Anyone had child ripping/self-harming private parts?
My son is 4 and has a habit of pulling very violently on his penis and scrotum whenever they are uncovered. He gets so rough sometimes that my husband claims he gets light headed from empathy lol. We have to keep this area covered. Loose clothes are a must as we live at the bottom of the US. He has grown out of the 'hunting for an opening' phase. Now he just waits till he catches it out in the open lol.
It is frustrating. At one point he had pulled and stretched it so much that he had blood on his urine for 2 days. His pain tolerance is out of this world. So maybe, like other have suggested, that is part of the problem.
The only advice I can offer is that hopefully they will outgrow this, or you will find out what is causing it and go from there.
Good luck!
Listening to the advice all round regarding seeing a doctor about this issue, my husband phoned this morning to ask for an appointment. It turned out they had an opening for this morning, so that was encouraging. However, the visit was less than encouraging. As soon as I saw the doctor we got, I realised that this was the same lady we saw a few months back for my son's eczema, when I was desperate for a referral to the dermatology department! (The doctor seemed to think I was being silly to ask for my son to see a dermatology nurse, despite him having severely infected hands at the time and we were completely unable to keep it under control without very strong steroid/antibiotic cream! She told me there wasn't really anything they could do at dermatology, which the local doctors couldn't do! Grrrr!
In the end, I insisted I wanted him seen by someone who specalises in skin conditions - duh! And thanks to that visit, and the experience of the nurse, we were prescribed a milder steroid, together with a new cream, which seemed to end the era of "severe eczema".)

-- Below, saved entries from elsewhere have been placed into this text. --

PR #2216, opened 2023-09-10
chore: hookup Gloucester to submit to BOPS staging

jessicamcinchak:
Will only for BOPS Staging, _not_ BOPS Production yet similar to Camden. We shouldn't need to make any further changes on our end though once BOPS enables prod environments for these councils.


jessicamcinchak:
[Hookup Gloucester to BOPS staging for testing submissions](https://trello.com/c/ET8N5zcy/2631-hookup-gloucester-to-bops-staging-for-testing-submissions)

Soooo..... anyway, I didn't feel very hopeful when I saw her face! And I think she thought I was making too much out of it. Seemed to be asking, so what do you think could be wrong? There is nothing visible on the skin, no sign of any rash, nothing visible to swab, etc. Anything I suggested, she seemed to think unlikely. She didn't think any problem with his urinary system would make him attack his scrotum. She just mentioned about the scratch-itch-cycle, felt that was a more likely reason (habit) suggested he was probably at the age that he could be taught/trained to not scratch, etc. She prescribed a anti-fungal/antibacterial/steroid cream to put on him for 7 days just to see if it reduces the itching, though she said she doubted there was any need for it.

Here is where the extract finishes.